Risk-Adjusted Performance

10 of 100

 
Weak
 
Strong
OK
Compared to the overall equity markets, risk-adjusted returns on investments in Vallourec are ranked lower than 10 (%) of all global equities and portfolios over the last 90 days. Despite somewhat weak basic indicators, Vallourec sustained solid returns over the last few months and may actually be approaching a breakup point.
Ekinops SA 

Risk-Adjusted Performance

0 of 100

 
Weak
 
Strong
Very Weak
Over the last 90 days Ekinops SA has generated negative risk-adjusted returns adding no value to investors with long positions. Despite somewhat strong forward indicators, Ekinops SA is not utilizing all of its potentials. The current stock price disturbance, may contribute to short-term losses for the investors.

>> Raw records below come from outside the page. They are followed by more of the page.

PR #9067, opened 2022-07-08
fix(clustering): data-plane node id keeps changing after restarted in hybrid mode

vm-001:
### Summary

Kong creates a new node_id  every time it restarts. In hybrid mode, CP will insert a new row to the clustering_data_planes  table after DP restart because it provides a new node_id. If DPs restart enough times in a period of time which is defined by cluster_data_plane_purge_delay, clustering_data_planes rows will increase a lot. This most likely fills up the prometheus_metrics  shared dict. 

### Full changelog

* Avoid repeatedly generating different node_id after kong restarted by writing node_id to file

### Issue reference

FTI-4168


kong/pdk/node.lua
```diff
@@ -49,6 +50,25 @@ end
 
 
 local function new(self)
+  if self and self.configuration and self.configuration.prefix then
```
flrgh, line 53: I think it would be a good idea to add some logging for a couple conditions in this change:

* when the filename exists but cannot be read or doesn't contain a valid UUID
* when a new `node_id` is generated, but persisting it to the filesystem fails

Doesn't need to be a super alarming message--probably `ngx.WARN` level? Probably would be helpful to operators in the case of `{{ prefix }}` being r/o or having too restrictive of permissions. WDYT?

kong/pdk/node.lua
```diff
@@ -49,6 +50,25 @@ end
...
+      if utils.is_valid_uuid(id) then
+        node_id = id
+      end
+    end
+
+    if not node_id then
+      local id = utils.uuid()
+      local ok = pl_file.write(filename, id)
+      if ok then
+        node_id = id
```
flrgh, line 66: Why only store `node_id` in the happy path?

flrgh (commented):
Great idea @vm-001 :grinning: I am surprised this was not done before.

Mind adding an integration test for this?

kong/pdk/node.lua
mayocream: @flrgh +1, I think we removed the hybrid dp cache file in 3.0; I remember the file open could be a failure with insufficient permissions.
Let's add error logs here and ensure to fall back to random id when failed.

vm-001:
> Great idea @vm-001 😀 I am surprised this was not done before.
> 
> Mind adding an integration test for this?

Added.

kong/pdk/node.lua
vm-001: @flrgh @mayocream  I've added some logs in some failure scenarios. Let me know if these logs can be improved. 😃

kong/cluster_events/init.lua
```diff
@@ -133,7 +131,7 @@ function _M.new(opts)
   end
 
   -- set node id (uuid)
-
+  local knode = (kong and kong.node) and kong.node or require "kong.pdk.node".new()
```
flrgh, line 134: There is an extra conditional in here that can be removed:

```suggestion
  local knode = kong and kong.node or require "kong.pdk.node".new()
```

```
# when `kong` is nil
$ lua -e 'kong = nil; print(kong and kong.node or "fallback")'
fallback
```
```
# when `kong.node` is nil
$ lua -e 'kong = {}; print(kong and kong.node or "fallback")'
fallback
```
```
# when `kong` and `kong.node` are not nil
$ lua -e 'kong = { node = "kong.node" }; print(kong and kong.node or "fallback")'
kong.node
```

Alternatively, you can preserve the parens to demonstrate explicit precedence (for the sake of the reader) while removing the excess conditional:

```lua
local knode = (kong and kong.node) or require "kong.pdk.node".new()
```

kong/pdk/node.lua
flrgh: @vm-001 Sorry for the late response to this. Assuming this is all temporarily commented-out, it looks pretty good to me.

One suggestion I have is that it would be helpful to include full filesystem paths in each of the unhappy branches so that operators can easily see which file/directory caused something to fail:

```lua
-- NOTE: it's possible that the `read_err` string already contains the full path to `filename`, 
-- making this redundant, so it's best to verify it yourself before making this change
ngx.log(ngx.WARN, "failed to read node id from '", filename, "': ", read_err)
```

Also, please make sure to use varargs in all of your `ngx.log` calls instead of string concatenation:

```lua
-- no
ngx.log(ngx.WARN, "an error happened: " .. err)

-- yes
ngx.log(ngx.WARN, "an error happened: ", err)
```

flrgh: Oh, and this is just a personal opinion of mine, but it can be good to log the side effect when issuing a warning so that operators know exactly what the consequence is (and whether or not they should be concerned about it). To illustrate:

```lua
ngx.log(ngx.WARN, "failed to read node id from '", filename, "': ", err,
                  " (a new node id will be generated)")
```

Some might find this overly verbose, which is a valid take, so I leave it up to your judgment :)

vm-001:
Sorry for leaving this PR for some time since I have some high-priority tasks that need to work on.

After some digging, I found that if Kong uses a single file to store the `node_id` and share with both `http` and `stream` mode. This will cause some critical issues in cluster event, that is the cluster events that are published by the `http` mode instance will be ignored in the `stream` mode instance as they shared the same node id in the filesystem, which is wrong.

So I decide to use different file to store the node id for the different ngx mode.

- `${prefix}/node.id/http` for http mode.
- `${prefix}/node.id/stream` for stream mode.

kong/cluster_events/init.lua
vm-001: @flrgh Thank you for your detailed explanation!

done in this commit: https://github.com/Kong/kong/pull/9067/commits/adfe946c5cb4a24d8f54f68ee89deebda61e9bd9

kong/pdk/node.lua
vm-001: @flrgh  Thanks for your suggestion. As too many debug commit here, I made a `git push -f`. Do you have time to review it again?

hanshuebner (changes requested):
See my top-level comment.

flrgh:
> After some digging, I found that if Kong uses a single file to store the `node_id` and share with both `http` and `stream` mode. This will cause some critical issues in cluster event, that is the cluster events that are published by the `http` mode instance will be ignored in the `stream` mode instance as they shared the same node id in the filesystem, which is wrong.
> 
> So I decide to use different file to store the node id for the different ngx mode.
> 
>     * `${prefix}/node.id/http` for http mode.
> 
>     * `${prefix}/node.id/stream` for stream mode.

Hmm. Is there any different way we can address the cluster events problem? I do realize this may greatly increase the scope of your efforts, but in my opinion having two distinct "node" IDs is not an optimal solution and could lead to more confusion further down the line.

> The maintenance of the node ID file should be in one lua file and share the file name creation logic.

Agree. Putting all the logic in `kong.global` is one idea. Putting it in a submodule in the `kong.pdk.private` namespace is another idea, assuming this doesn't put us in a chicken<->egg situation with regards to instantiating the PDK.

vm-001:
> Hmm. Is there any different way we can address the cluster events problem? I do realize this may greatly increase the scope of your efforts, but in my opinion having two distinct "node" IDs is not an optimal solution and could lead to more confusion further down the line.

The alternative solution is probably to use one node_id to share both http and stream mode, but the sub_system may have to be stored in the database to distinguish which mode it was for later use in the /cluster_events/init.lua#process_event(). The tricky part is not adding a new field in the cluster_events table, but the migration for the old event -- how do we determine which mode for the old existing cluster events? 


From my understanding. http and stream mode both invoke `Kong.init()` to initialize an independent Kong instance. I think using a different node_id for different Kong instances is a good&simple solution.

vm-001:
@hanshuebner @flrgh Yeah. Using a single file to do `persist` and `load` logic does improve the maintainability. Since the PDK module is required by `global.lua`, I prefer to add a file under `/pdk/private` to do such logic.

kong/plugins/statsd/log.lua
```diff
@@ -12,7 +12,7 @@ local string_format = string.format
 local match = ngx.re.match
 local ipairs = ipairs
 local tonumber = tonumber
-local knode = (kong and kong.node) and kong.node or require "kong.pdk.node".new()
+local knode = kong and kong.node or require "kong.pdk.node".new()
```
hanshuebner, line 15: I don't love the repetition of this line in multiple files.

hanshuebner (approved):
This looks much better, thanks!

kong/pdk/node.lua
```diff
@@ -255,6 +257,21 @@ local function new(self)
...
   end
 
+
+  local prefix = self and self.configuration and self.configuration.prefix
+  if prefix and self.configuration.role == "data_plane" then
+    local id, err = private_node.load_node_id(prefix)
+    if id then
+      node_id = id
+      ngx.log(ngx.INFO, "restored node_id from the filesystem: ", node_id)
+    else
```
chronolaw, line 267: style: blank line before `else`

kong/pdk/private/node.lua
```diff
@@ -0,0 +1,78 @@
...
+local function node_id_filename(prefix)
+  return pl_path.join(prefix, "kong.id")
+end
+
+
+local function initialize_node_id(prefix)
+  if not pl_path.exists(prefix) then
+    local ok, err = pl_dir.makepath(prefix)
+    if not ok then
+      return "failed to create directory " .. prefix .. ": " .. err
```
chronolaw, line 18: It is not a good style, we should always use `nil, err`, or `true`

kong/pdk/private/node.lua
```diff
@@ -0,0 +1,78 @@
...
+local function init_node_id(config)
+  if not config then
+    return
+  end
+
+  if not config.prefix or config.role ~= "data_plane" then
+    return
+  end
+
+  local err = initialize_node_id(config.prefix)
```
chronolaw, line 44: Here we should use `local ok, err = initialize_node_id(config.prefix)`

CHANGELOG.md
```diff
@@ -108,6 +108,8 @@
   [#9337](https://github.com/Kong/kong/pull/9337)
 - Fixed an issue with error-handling and process cleanup in `kong start`.
   [#9337](https://github.com/Kong/kong/pull/9337)
+- Fix data plane node id keeps changing after it restarted.
```
StarlightIbuki, line 111: The wording may confuse readers.
How about:
```suggestion
- Now data planes' node IDs persist after restarting.
```

kong/pdk/private/node.lua
```diff
@@ -0,0 +1,80 @@
...
+    local ok, err = pl_dir.makepath(prefix)
+    if not ok then
+      return false, "failed to create directory " .. prefix .. ": " .. err
+    end
+  end
+
+  local filename = node_id_filename(prefix)
+
+  if not pl_path.exists(filename) then
+    local id = utils.uuid()
```
StarlightIbuki, line 25: It seems that when we have no ID file, we will generate the file, and then read from it.
Could we cache the ID and skip the file reading?

kong/pdk/private/node.lua
```diff
@@ -0,0 +1,80 @@
...
+  if not pl_path.exists(filename) then
+    return nil, "file does not exist: " .. filename
+  end
+
+  local id, read_err = pl_file.read(filename)
+  if read_err then
+    return nil, string.format("failed to access file %s: %s", filename, read_err)
+  end
+
+  if not utils.is_valid_uuid(id) then
```
StarlightIbuki, line 69: Is this necessary?

vm-001: Adding an extra validation will provide more robustness as the file in the filesystem is editable.

kong/pdk/private/node.lua
vm-001: Added. Can you take a look?

StarlightIbuki: Is it safe to cache worker-wise?

CHANGELOG.md
```diff
@@ -108,6 +108,8 @@
   [#9337](https://github.com/Kong/kong/pull/9337)
 - Fixed an issue with error-handling and process cleanup in `kong start`.
   [#9337](https://github.com/Kong/kong/pull/9337)
+- Now data planes' node IDs persist after restarting.
```
mayocream, line 111: Since the current implementation is expected to use random IDs, this PR is a new feature.

kong/pdk/private/node.lua
```diff
@@ -0,0 +1,86 @@
...
+
+local cached_node_id
+
+local function node_id_filename(prefix)
+  return pl_path.join(prefix, "kong.id")
+end
+
+
+local function initialize_node_id(prefix)
+  if not pl_path.exists(prefix) then
```
mayocream, line 16: Is it an option that stores the node ID in the LMDB?

StarlightIbuki (approved):

kong/pdk/private/node.lua
StarlightIbuki: +1. But I'm convinced that this will be a transitional solution and we don't need to spend too much effort on it.

spec/02-integration/09-hybrid_mode/09-node-id-persistence_sepc.lua
```diff
@@ -0,0 +1,77 @@
...
+        local json = assert.response(res).has.jsonbody()
+        assert.equal(1, #json.data)
+        node_id = json.data[1].id
+        return true
+      end, 10, 1)
+
+      helpers.clean_logfile("servroot2/logs/error.log")
+      assert(helpers.restart_kong(data_plane_config))
+
+      ngx.sleep(20) -- sleep because data plane needs to take some time before it connect to CP
```
dndx, line 64: This is bad, please use `wait_until` instead.

kong/cluster_events/init.lua
```diff
@@ -133,7 +131,7 @@ function _M.new(opts)
   end
 
   -- set node id (uuid)
-
+  local knode = kong and kong.node or require "kong.pdk.node".new()
```
dndx, line 134: Let's move this `require` to module level instead.

kong/db/init.lua
```diff
@@ -333,6 +331,7 @@ do
       -- we use the `node.get_id()` from pdk, but in the CLI context, this
       -- value is ephemeral, so no assumptions should be made about the real
       -- owner of a lock
+      local knode = kong and kong.node or require "kong.pdk.node".new()
```
dndx, line 334: Same, let's move this `require` to module level instead.

kong/pdk/node.lua
```diff
@@ -255,6 +257,22 @@ local function new(self)
     return gsub(hostname, "\n$", "")
   end
 
+
+  local prefix = self and self.configuration and self.configuration.prefix
+  if prefix and self.configuration.role == "data_plane" then
+    local id, err = private_node.load_node_id(prefix)
+    if id then
+      node_id = id
+      ngx.log(ngx.INFO, "restored node_id from the filesystem: ", node_id)
```
dndx, line 266: Reduce the verbosity of this log to `DEBUG`, we don't need to print it out every time Kong starts.

kong/pdk/node.lua
```diff
@@ -255,6 +257,22 @@ local function new(self)
...
+
+    else
+      id = _NODE.get_id()
+      if err then
+        ngx.log(ngx.WARN, "failed to restored node_id from the filesystem: " .. err, " (generated a new one " .. id .. ")")
```
dndx, line 271: This line is too long.

kong/pdk/private/node.lua
```diff
@@ -0,0 +1,86 @@
...
+local pl_file = require "pl.file"
+local pl_path = require "pl.path"
+local pl_dir = require "pl.dir"
+
+local ngx = ngx
+
+local cached_node_id
+
+local function node_id_filename(prefix)
+  return pl_path.join(prefix, "kong.id")
```
dndx, line 11: Avoid hard coded path names and ca we call it something like `.node_id` instead?

kong/pdk/private/node.lua
```diff
@@ -0,0 +1,86 @@
...
+
+  local filename = node_id_filename(prefix)
+
+  if not pl_path.exists(filename) then
+    local id = utils.uuid()
+    ngx.log(ngx.INFO, "persisting node id " .. id .. " to filesystem ", filename)
+    local ok, write_err = pl_file.write(filename, id)
+    if not ok then
+      return false, "failed to persist node id to filesystem " .. filename .. ": " .. write_err
+    end
```
dndx, line 31:
```suggestion

    end
```

kong/pdk/private/node.lua
```diff
@@ -0,0 +1,86 @@
...
+    cached_node_id = id
+  end
+
+  return true, nil
```
dndx, line 35:
```suggestion
  return true
```

We don't usually write the `nil` for `err` explicitly.

kong/pdk/private/node.lua
```diff
@@ -0,0 +1,86 @@
...
+
+  local filename = node_id_filename(prefix)
+
+  if not pl_path.exists(filename) then
+    return nil, "file does not exist: " .. filename
+  end
+
+  local id, read_err = pl_file.read(filename)
+  if read_err then
+    return nil, string.format("failed to access file %s: %s", filename, read_err)
```
dndx, line 72: Localize these function calls.

kong/pdk/private/node.lua
vm-001: Actually, LMDB is not available in the init phase.

kong/pdk/private/node.lua
```diff
@@ -0,0 +1,87 @@
...
+local function node_id_filename(prefix)
+  return pl_path.join(prefix, "kong.id")
+end
+
+
+local function initialize_node_id(prefix)
+  if not pl_path.exists(prefix) then
+    local ok, err = pl_dir.makepath(prefix)
+    if not ok then
+      return false, "failed to create directory " .. prefix .. ": " .. err
```
flrgh, line 19: nit: it's convention to return `nil` on failure instead of `false`. The outcome is almost always the same, but it may confuse readers because an explicit `false` is typically used to signal some other kind of result.

kong/pdk/private/node.lua
```diff
@@ -0,0 +1,87 @@
...
+  end
+
+  local filename = node_id_filename(prefix)
+
+  if not pl_path.exists(filename) then
+    local id = utils.uuid()
+    ngx.log(ngx.INFO, "persisting node id " .. id .. " to filesystem ", filename)
+    local ok, write_err = pl_file.write(filename, id)
+    if not ok then
+      return false, "failed to persist node id to filesystem " .. filename .. ": " .. write_err
```
flrgh, line 30: nit: this file has mixed use of string concat (`..`) and `string.format`. I think it would be wise to be consistent

kong/pdk/private/node.lua
```diff
@@ -0,0 +1,87 @@
...
+    if not ok then
+      return false, "failed to create directory " .. prefix .. ": " .. err
+    end
+  end
+
+  local filename = node_id_filename(prefix)
+
+  if not pl_path.exists(filename) then
+    local id = utils.uuid()
+    ngx.log(ngx.INFO, "persisting node id " .. id .. " to filesystem ", filename)
```
flrgh, line 27: 1. no string concat in `ngx.log()` calls
2. (opinion) `INFO` feels too verbose here

```suggestion
    ngx.log(ngx.DEBUG, "persisting node id ", id, " to filesystem ", filename)
```

kong/pdk/node.lua
flrgh, line 271: removed string concat and fixed a typo

```suggestion
        ngx.log(ngx.WARN, "failed to restore node_id from the filesystem: ", err, " (generated a new one: ", id, ")")
```

kong/pdk/private/node.lua
```diff
@@ -0,0 +1,87 @@
...
+
+  if cached_node_id then
+    return cached_node_id, nil
+  end
+
+  local filename = node_id_filename(prefix)
+
+  if not pl_path.exists(filename) then
+    return nil, "file does not exist: " .. filename
+  end
```
flrgh, line 69: I think we should be a little more granular with error-handling in this function.

If it's the first time Kong is starting up, we shouldn't show errors or warnings about the node ID not being present on the filesystem.

There are _other_ scenarios where an operator may need to know about this case--maybe it's not the first startup, but the node ID filename has been deleted by mistake. For this reason I think we should still log _something_ so that an operator can debug if they need to, but we shouldn't necessarily return an error.

```suggestion
  if not pl_path.exists(filename) then
    ngx.log(ngx.DEBUG, "node ID file ", filename, " does not exist)
    return nil, nil
  end
```

flrgh:
1. rebased onto master
2. addressed most of the code review cleanup/consistency feedback
3. added more test coverage

flrgh:
I also addressed @dndx's requests to relocate each `local knode = kong and kong.node or require "kong.pdk.node".new()` expression. The tests are passing with this change having been made, so I think it's okay, but @vm-001 will know better if there are any issues to be aware of in regard to this.

flrgh:
It has tests and is simple enough of a change such that I'm confident any potential issues can be corrected before code freeze. I will merge once the latest CI run has concluded.

@vm-001 thanks for enduring the long road to get this merged in. Can you please give all the review comments another read to see if there are any follow-up items that need another PR? Also, please look at the additional integration tests I've added to make sure that the correct behavior is reflected. I had to mark one test as `pending` because of some order-of-operation oddities, and I wasn't sure if I'd break something else by trying to fix it.

kong/pdk/node.lua
```diff
@@ -255,6 +257,23 @@ local function new(self)
...
+
+  local prefix = self and self.configuration and self.configuration.prefix
+  if prefix and self.configuration.role == "data_plane" then
+    local id, err = private_node.load_node_id(prefix)
+    if id then
+      node_id = id
+      ngx.log(ngx.DEBUG, "restored node_id from the filesystem: ", node_id)
+
+    else
+      id = _NODE.get_id()
```
flrgh, line 269: Should this be `node_id = _NODE.get_id()`?

kong/pdk/node.lua
```diff
@@ -255,6 +257,23 @@ local function new(self)
     return gsub(hostname, "\n$", "")
   end
 
+
+  local prefix = self and self.configuration and self.configuration.prefix
```
flrgh, line 261: I can't help but feel like _all_ of the logic should go into `kong.pdk.private.node` instead. As it is, it's still hard to follow the order of operations to know if there's a chicken/egg situation.

Here's how I picture the call stack:

```
kong.init()
 -> kong.global.init_pdk()
  -> kong.pdk.new()
    -> kong.pdk.node.new()
      -> kong.pdk.private.node.init()
```

...and `kong.pdk.node.private.init()` could look something like this:

```lua
-- init() is a no-op if called more than once
if already_initialized() then
  return
end

-- check shm first, since this might have been a reload
local shm_id = shm:get(MY_ID_KEY)

local fs_id = read_id_from_filesystem()

if shm_id and not fs_id then
  store_to_filesystem(shm_id)

elseif fs_id and not shm_id then
  store_to_shm(fs_id)

elseif not fs_id and not shm_id then
  local id = generate_uuid()
  store_to_filesystem(id)
  store_to_shm(id)

elseif fs_id ~= shm_id then
  -- uh oh, need to pick a winner
  -- probably should keep shm_id in this case because if it exists,
  -- that means we're a reload, so it's already being used by the
  -- current process group
  log("uh oh this is weird...")
  store_to_filesystem(shm_id)

else
  -- no action needed if this is the case
  assert(fs_id == shm_id)
end
```

At this point the `kong.node.get_id()` PDK function just needs to be updated to not attempt to create the node_id itself:

```diff
  function _NODE.get_id()
    if node_id then
      return node_id
    end

    local shm = ngx.shared.kong

-    local ok, err = shm:safe_add(NODE_ID_KEY, utils.uuid())
-    if not ok and err ~= "exists" then
-      error("failed to set 'node_id' in shm: " .. err)
-    end

    node_id, err = shm:get(NODE_ID_KEY)
    if err then
      error("failed to get 'node_id' in shm: " .. err)
    end

    if not node_id then
      error("no 'node_id' set in shm")
    end

    return node_id
  end
```

kong/pdk/node.lua
vm-001: @flrgh The var node_id will be set after call _NODE.get_id().
```lua
function _NODE.get_id()
  -- ...
  node_id, err = shm:get(NODE_ID_KEY)
  -- ...
end
```

vm-001:
> It has tests and is simple enough of a change such that I'm confident any potential issues can be corrected before code freeze. I will merge once the latest CI run has concluded.
> 
> @vm-001 thanks for enduring the long road to get this merged in. Can you please give all the review comments another read to see if there are any follow-up items that need another PR? Also, please look at the additional integration tests I've added to make sure that the correct behavior is reflected. I had to mark one test as `pending` because of some order-of-operation oddities, and I wasn't sure if I'd break something else by trying to fix it.

@flrgh  Thank you for your help. And the fix PR is here: https://github.com/Kong/kong/pull/9790

vm-001:
I appreciate everyone who spent time involved in this PR.

kong/pdk/node.lua
vm-001: @flrgh This is a cleaner approach. But there may have an issue:

```
kong.init()
 -> kong.global.init_pdk(self, kong_config)
  -> kong.pdk.new(kong_config, self)
    -> kong.pdk.node.new(self)
      -> kong.pdk.private.node.init(self)
```

Kong calls `kong.global.init_pdk` in the cmd stage, and the `store_to_shm` function won't work as `ngx.shared` API is not available in the stage.

kong/pdk/private/node.lua
```diff
@@ -0,0 +1,88 @@
...
+
+  if not pl_path.exists(filename) then
+    local id = utils.uuid()
+    ngx.log(ngx.DEBUG, "persisting node_id (", id, ") to ", filename)
+
+    local ok, write_err = pl_file.write(filename, id)
+    if not ok then
+      return nil, fmt("failed to persist node_id to %s: %s", filename, write_err)
+    end
+    cached_node_id = id
```
liverpool8056, line 34: @vm-001 After occasionally checking this part of code, I have a question: the node_id gets cached only when the file doesn't exist, right? Can we cache it even if the file already exists? If so, `load_node_id` will benefit from this.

Vallourec and Ekinops SA Volatility Contrast

   Predicted Return Density   
       Returns  

Pair Trading with Vallourec and Ekinops SA

The main advantage of trading using opposite Vallourec and Ekinops SA positions is that it hedges away some unsystematic risk. Because of two separate transactions, even if Vallourec position performs unexpectedly, Ekinops SA can make up some of the losses. Pair trading also minimizes risk from directional movements in the market. For example, if an entire industry or sector drops because of unexpected headlines, the short position in Ekinops SA will offset losses from the drop in Ekinops SA's long position.
The idea behind Vallourec and Ekinops SA pairs trading is to make the combined position market-neutral, meaning the overall market's direction will not affect its win or loss (or potential downside or upside). This can be achieved by designing a pairs trade with two highly correlated stocks or equities that operate in a similar space or sector, making it possible to obtain profits through simple and relatively low-risk investment.
Check out your portfolio center.
Note that this page's information should be used as a complementary analysis to find the right mix of equity instruments to add to your existing portfolios or create a brand new portfolio. You can also try the Equity Analysis module to research over 250,000 global equities including funds, stocks and ETFs to find investment opportunities.